Logical Puzzles

Logical puzzles are one of the most common question types in the UCAT Decision Making subtest. These questions present a set of constraints (rules or conditions) and ask you to determine what must be true, what could be true, or what arrangement is valid. This lesson teaches you a systematic approach to solving them efficiently under time pressure.

---

What Are Logical Puzzles in the UCAT?

Logical puzzles in the DM subtest typically involve:

• Scheduling problems — arranging events, appointments, or activities in a sequence
• Seating arrangements — placing people around a table or in a row according to rules
• Ordering problems — determining the correct sequence of items based on comparative clues
• Allocation problems — assigning people to teams, rooms, or tasks based on constraints
• Matching problems — pairing items from two or more categories (e.g., matching people to hobbies and locations)

These questions usually provide 4-6 constraints and ask you to determine which arrangement satisfies all of them, or to identify which single statement must be true.

---

The Systematic Approach

The key to solving logical puzzles under time pressure is to follow a structured, repeatable method rather than trying to reason through the problem in your head.

Step 1: Read All Constraints Before Starting

Read every constraint carefully. Do not start placing items until you understand all the rules. This prevents you from setting up a framework that you later need to scrap.

Step 2: Identify the Framework

Decide what kind of structure you need:

Problem Type	Framework
Linear ordering (1st, 2nd, 3rd...)	Number line or slots
Seating around a table	Circular diagram
Two-category matching	Grid or table
Three-category matching	Multi-row table
Scheduling across time slots	Time grid

Step 3: Place the Most Constrained Items First

Look for items that have the most restrictions or items that are fixed in position. Place these first, as they reduce the possibilities for everything else.

Step 4: Apply Remaining Constraints

Work through the remaining constraints one by one, eliminating impossible arrangements at each step.

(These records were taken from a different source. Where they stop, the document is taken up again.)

PR #6321, opened 2018-06-27
Use unique names for system test apps.

jeschkies:
Summary:
This should ease debugging test failures as we can identify the apps on
the Mesos agents. The same approach helped tackle flaky integration
tests. See 92a81025745a43e2883231cd2ff50b4ac27ff6da for details.

### DIFF
--- a/tests/system/apps/__init__.py
+++ b/tests/system/apps/__init__.py
@@ -1,5 +1,4 @@
 import os.path
-import uuid
 
 from utils import make_id, get_resource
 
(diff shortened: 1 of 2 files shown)


tests/system/apps/__init__.py
```diff
@@ -15,24 +15,39 @@ def load_app(app_name):
...
+    return app_def
 
 
 def healthcheck_and_volume():
     return load_app('healthcheck-and-volume')
 
 
-def ucr_docker_http_server():
-    return load_app('ucr-docker-http-server')
+def ucr_docker_http_server(app_id=None):
```
zen-dog: nit: `s/app_id/app_postfix`

tests/system/apps/__init__.py
```diff
@@ -15,24 +15,39 @@ def load_app(app_name):
     return app
 
 
-def mesos_app():
-    return load_app('mesos-app')
+def mesos_app(app_id=None):
+    if app_id is None:
```
ichernetsky: This app ID generation is already done in the same way by `load_app` which in turn calls `make_id`. Should it be like
```
if app_id_prefix is None: app_id_prefix = ...
return load_app(app_id_prefix)
```
?

tests/system/apps/__init__.py
ichernetsky: It is a prefix, not a suffix.

jeschkies: It's neither. Only if `app_id` is not set we use `/ucr-docker-http-server` as a prefix.

tests/system/apps/__init__.py
jeschkies: The app name is also the name of the JSON file but you are right. I'll refactor this.

jeschkies:
System tests are green as well!

PR #6326, opened 2018-06-28
 Migrate instances to include a goal. 

jeschkies:
Summary:
With MARATHON-8244 we introduced instance goals. New logic will depend on these goals.
This patch introduces a migration for instances in storage version 1.6.0 to set their goals
accordingly. As  MARATHON-8246 mentions only terminal resident instances are special and
might have the goal `Stopped`.

JIRA issues: MARATHON-8246

### DIFF
--- a/src/main/scala/mesosphere/marathon/core/instance/Instance.scala
+++ b/src/main/scala/mesosphere/marathon/core/instance/Instance.scala
@@ -386,14 +386,17 @@ object Instance {
 
   implicit val instanceConditionFormat: Format[Condition] = Condition.conditionFormat
 
+  import Goal.goalFormat
+
   implicit val instanceStateWrites: Writes[InstanceState] = {
     (
       (__ \ "condition").write[Condition] ~
       (__ \ "since").write[Timestamp] ~
       (__ \ "activeSince").writeNullable[Timestamp] ~
-      (__ \ "healthy").writeNullable[Boolean]
+      (__ \ "healthy").writeNullable[Boolean] ~
+      (__ \ "goal").write[Goal]
     ) { (instanceState) =>
-        (instanceState.condition, instanceState.since, instanceState.activeSince, instanceState.healthy)
+        (instanceState.condition, instanceState.since, instanceState.activeSince, instanceState.healthy, instanceState.goal)
       }
   }
 
@@ -402,9 +405,10 @@ object Instance {
       (__ \ "condition").read[Condition] ~
       (__ \ "since").read[Timestamp] ~
       (__ \ "activeSince").readNullable[Timestamp] ~
-      (__ \ "healthy").readNullable[Boolean]
-    ) { (condition, since, activeSince, healthy) =>
-        InstanceState(condition, since, activeSince, healthy)
+      (__ \ "healthy").readNullable[Boolean] ~
+      (__ \ "goal").read[Goal]
+    ) { (condition, since, activeSince, healthy, goal) =>
+        InstanceState(condition, since, activeSince, healthy, goal)
       }
   }
 
--- a/src/main/scala/mesosphere/marathon/core/instance/Instance.scala
+++ b/src/main/scala/mesosphere/marathon/core/instance/Instance.scala
@@ -388,29 +388,7 @@ object Instance {
 
   import Goal.goalFormat
 
-  implicit val instanceStateWrites: Writes[InstanceState] = {
-    (
-      (__ \ "condition").write[Condition] ~
-      (__ \ "since").write[Timestamp] ~
-      (__ \ "activeSince").writeNullable[Timestamp] ~
-      (__ \ "healthy").writeNullable[Boolean] ~
-      (__ \ "goal").write[Goal]
-    ) { (instanceState) =>
-        (instanceState.condition, instanceState.since, instanceState.activeSince, instanceState.healthy, instanceState.goal)
-      }
-  }
-
-  implicit val instanceStateReads: Reads[InstanceState] = {
-    (
-      (__ \ "condition").read[Condition] ~
-      (__ \ "since").read[Timestamp] ~
-      (__ \ "activeSince").readNullable[Timestamp] ~
-      (__ \ "healthy").readNullable[Boolean] ~
-      (__ \ "goal").read[Goal]
-    ) { (condition, since, activeSince, healthy, goal) =>
-        InstanceState(condition, since, activeSince, healthy, goal)
-      }
-  }
+  implicit val instanceStateFormat: Format[InstanceState] = Json.format[InstanceState]
 
   implicit val reservationFormat: Format[Reservation] = Reservation.reservationFormat
 
--- a/src/main/scala/mesosphere/marathon/storage/migration/Migration.scala
+++ b/src/main/scala/mesosphere/marathon/storage/migration/Migration.scala
@@ -222,9 +222,9 @@ object Migration {
       },
       StorageVersions(1, 6, 0, StorageVersion.StorageFormat.PERSISTENCE_STORE) -> { (migration) =>
         new MigrationTo160(migration.instanceRepo, migration.persistenceStore)
-      }
-    // From here onwards we are not bound to the build version anymore.
-    //StorageVersions(200) -> { (migration) => new MigrationTo200(...) }
+      },
+      // From here onwards we are not bound to the build version anymore.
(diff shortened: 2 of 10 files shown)


jeschkies:
The logs of the `UpgradeIntegrationTest`

```
    104 DEBUG[15:19:52 UpgradeIntegrationTest-current-LocalMarathon-32893] INFO [15:19:52 Migration] Migration for storage: Version(1, 6, 0, PERSISTENCE_STORE) to target: Version(200, 0, 0, PERSISTENCE_STORE): apply change for version: Version(200, 0, 0, PERSISTENCE_STORE)
    105 DEBUG[15:19:52 UpgradeIntegrationTest-current-LocalMarathon-32893] INFO [15:19:52 MigrationTo200$] Starting reservations migration to Storage version 200
```

src/main/scala/mesosphere/marathon/storage/migration/Migration.scala
```diff
@@ -222,9 +222,9 @@ object Migration {
       },
       StorageVersions(1, 6, 0, StorageVersion.StorageFormat.PERSISTENCE_STORE) -> { (migration) =>
         new MigrationTo160(migration.instanceRepo, migration.persistenceStore)
-      }
-    // From here onwards we are not bound to the build version anymore.
-    //StorageVersions(200) -> { (migration) => new MigrationTo200(...) }
+      },
+      // From here onwards we are not bound to the build version anymore.
+      StorageVersions(200) -> { (migration) => new MigrationTo200(migration.instanceRepo, migration.persistenceStore) }
```
ichernetsky: Do we assign a range to each version then? Like `200` to 1.7.x, `300` to `1.8.x` and so forth? I am asking because it is unclear to me how we handle situations like the one for which we introduced `MigrationTo152`?

jeschkies: The storage version is independent of the release version. However, we should either leave room to sneak in migrations or use the minor version for that.

So either

```
StorageVersion(200)
StorageVersion(201)
StorageVersion(250)
```

or
```
StorageVersion(200)
StorageVersion(200, 1)
StorageVersion(201)
```

jeschkies: I like the first one better.

ichernetsky: Probably I am missing something. I don't get what benefit of fully decoupling storage versions from Marathon versions there is. What about having them like `1.7.x` where the first two numbers are coupled to the corresponding Marathon version, and `x` is just an incrementing number starting from `0`?

jeschkies: The Storage version should be bound to a commit not a Marathon version. Especially with our new version scheme when we do not know the patch version the old versioning is hard.

src/main/scala/mesosphere/marathon/storage/migration/MigrationTo200.scala
```diff
@@ -0,0 +1,151 @@
...
+      case ZkSerialized(byteString) =>
+        Json.parse(byteString.utf8String)
+    }
+
+  /**
+    * This function traverses all instances in ZK and sets the instance goal field.
+    */
+  def migrateInstanceGoals(instanceRepository: InstanceRepository, persistenceStore: PersistenceStore[_, _, _])(implicit mat: Materializer): Future[Done] = {
+
+    logger.info("Starting reservations migration to Storage version 200")
```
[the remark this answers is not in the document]
jeschkies: Damn. I thought I had that. Thanks.

src/main/scala/mesosphere/marathon/storage/migration/Migration.scala
jeschkies: #5957 has more details.

src/main/scala/mesosphere/marathon/core/instance/Instance.scala
```diff
@@ -386,14 +386,17 @@ object Instance {
...
+  import Goal.goalFormat
+
   implicit val instanceStateWrites: Writes[InstanceState] = {
     (
       (__ \ "condition").write[Condition] ~
       (__ \ "since").write[Timestamp] ~
       (__ \ "activeSince").writeNullable[Timestamp] ~
-      (__ \ "healthy").writeNullable[Boolean]
+      (__ \ "healthy").writeNullable[Boolean] ~
+      (__ \ "goal").write[Goal]
```
meichstedt: Why don't we go back to
```
implicit val instanceStateFormat: Format[InstanceState] = Json.format[InstanceState]
```
?

src/main/scala/mesosphere/marathon/storage/migration/MigrationTo200.scala
```diff
@@ -0,0 +1,151 @@
...
+    * Update the goal of the instance.
+    * @param instance The old instance.
+    * @return An instance with an updated goal.
+    */
+  def updateGoal(instance: Instance): Instance = {
+    val updatedInstanceState = if (!instance.hasReservation) {
+      instance.state.copy(goal = Goal.Running)
+    } else {
+      if (instance.isReservedTerminal) {
+        instance.state.copy(goal = Goal.Stopped)
```
meichstedt: I'd like to understand this better. A `reservedTerminal` instance is one with condition `Reserved` and a task in a terminal state, correct? We might want to launch a new task for this instance, which previously was implicit, and bound to the instance count specified in the run spec.

Is the idea here that we'll migrate to `Stopped`, and recovery logic will eventually set this to `Running` after failover, once it realizes we're under capacity?

jeschkies: If I understood you correctly, yes. `isReservedTerminal` means the tasks are not running but do have a reservation. The can be started again the goal will be `Running` again. See https://github.com/mesosphere/marathon/pull/6328/files#diff-4d03c99a6694604a192ac4812b53a108R126.

src/main/scala/mesosphere/marathon/core/instance/Instance.scala
jeschkies: Good point.

jeschkies: Done ✅

src/main/scala/mesosphere/marathon/storage/migration/Migration.scala
ichernetsky: I still don't get the benefit of allocating storage version ranges to Marathon `major.minor` versions. I get why it is impossible to tie a storage `patch` version to a Marathon release one. But allocating `1.7.x` storage versions (where `x` is incremented manually), to `1.7.y` Marathon builds/versions (where `y` is the number of commits since a specific point in the commit history) has that benefit that it is clear right on in which `major.minor` version a particular storage migration is introduced. What do you think?

meichstedt: I think I can understand both sides here. We're trying to decouple `major.minor.patch` from storage versions, but there's no strong reason why it needs to start with `2` or couldn't start with `1.7`.

Sure we can start with`StorageVersion(1, 7, 0)` and add `StorageVersion(1, 7, 1)` which might then be added in build artifact `1.7.120`. I can imagine there would be confusion wrt `StorageVersion(1, 7, 120)` and build artifact `1.7.120`, which are most likely not related at all.

From a storage migration perspective, the only thing that matters is that the values are incremental, unique, and ordered according to how they should be applied.

@ichernetsky from what I understand the only benefit from using `200` is to obviously disambiguate the version patch value from the migration patch value. A compromise could be to use `StorageVersion(17, 0)`, add additional migrations for 1.7 via `StorageVersion(17, 1)` etc, and move to `StorageVersion(18, 0)` for v1.8.

It's _probably_ less confusing than going to 200, and less confusing than having that storage version/built artifact mismatch.

@jeschkies WDYT?

src/main/scala/mesosphere/marathon/storage/migration/MigrationTo200.scala
meichstedt: Ok, so the `Stopped` doesn't really have any effect atm. Got it.

src/main/scala/mesosphere/marathon/storage/migration/Migration.scala
jeschkies: > @jeschkies WDYT?

In principle that's fine but what if we want to backport a migration? Suddenly we have a `StroageVersion(17)` on Marathon 1.6.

Step 5: Check Your Answer Against All Constraints

Before selecting an answer, verify that your arrangement satisfies every single constraint. A common error is satisfying most constraints but violating one.

---

Worked Example 1: Linear Ordering

Scenario:

Five friends — Amara, Ben, Chloe, Daniel, and Elena — finish a race in five distinct positions (1st through 5th). The following information is known:

• Amara finishes 1st
• Ben finishes immediately before Chloe
• Elena finishes 3rd
• Daniel does not finish last

Question: Who finishes 2nd?

Solution

Step 1: Set up five slots and place the fixed items:

1st	2nd	3rd	4th	5th
Amara	?	Elena	?	?

Step 2: Ben finishes immediately before Chloe. They form a consecutive pair. Available slots are 2nd, 4th, and 5th. The possible consecutive pairs are: (2nd, 3rd) — but 3rd is Elena, so no. (4th, 5th) — this works.

1st	2nd	3rd	4th	5th
Amara	?	Elena	Ben	Chloe

Step 3: Daniel is the only person remaining. The only open slot is 2nd. Check: Daniel does not finish last — 2nd is not last. ✓

1st	2nd	3rd	4th	5th
Amara	Daniel	Elena	Ben	Chloe

Step 4: Verify all constraints:

• Amara finishes 1st ✓
• Ben (4th) is immediately before Chloe (5th) ✓
• Elena finishes 3rd ✓
• Daniel (2nd) does not finish last ✓

Answer: Daniel finishes 2nd.

Key Learning Point: Always set up a grid, place fixed items first, then work through constraints systematically. Verify every constraint before selecting your answer.

---

Worked Example 2: Seating Arrangement

Scenario:

Six doctors — A, B, C, D, E, and F — sit around a circular table with six seats. The following rules apply:

• A sits directly opposite D
• B sits next to A
• C does not sit next to E

Question: Who sits directly opposite B?

Solution

Step 1: Draw a circular table with six positions (1–6). In a 6-seat circle, position 1 is opposite position 4, position 2 is opposite position 5, position 3 is opposite position 6.

Step 2: Place A and D opposite each other. Let A = position 1, D = position 4.

Step 3: B sits next to A. A is at position 1, so B is at position 2 or position 6.

Case 1: B at position 2. B is opposite position 5. Remaining: C, E, F for positions 3, 5, 6.

• C does not sit next to E. Position 3 is next to positions 2 and 4. Position 5 is next to positions 4 and 6. Position 6 is next to positions 5 and 1.
• If C = 3 and E = 5: are they next to each other? No (positions 3 and 5 are not adjacent). ✓ F = 6.
• Check: C(3) neighbours are B(2) and D(4). E(5) neighbours are D(4) and F(6). C and E are not adjacent. ✓

Answer: The person opposite B (position 2) is whoever sits at position 5, which is E.